[Data items]
PR #3414, opened 2022-05-06
fix: first posts having `NULL` as value for number column

SychO9:
**Introduced in #3358** 

We didn't account for new discussions (first posts) at that point the max returns `NULL` since there are no posts for that discussion yet. So this PR introduces a fallback value of 0.

**Necessity**

**Confirmed**

**Required changes:**

### DIFF
--- a/.gitignore
+++ b/.gitignore
@@ -1,1 +1,3 @@
 node_modules
+vendor
+composer.lock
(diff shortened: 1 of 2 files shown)


luceos (commented):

[Task to carry out] Output all of the data again, exactly.

[Final answer]
PR #3414, opened 2022-05-06
fix: first posts having `NULL` as value for number column

SychO9:
**Introduced in #3358** 

We didn't account for new discussions (first posts) at that point the max returns `NULL` since there are no posts for that discussion yet. So this PR introduces a fallback value of 0.

**Necessity**

**Confirmed**

**Required changes:**

### DIFF
--- a/.gitignore
+++ b/.gitignore
@@ -1,1 +1,3 @@
 node_modules
+vendor
+composer.lock
(diff shortened: 1 of 2 files shown)


luceos (commented):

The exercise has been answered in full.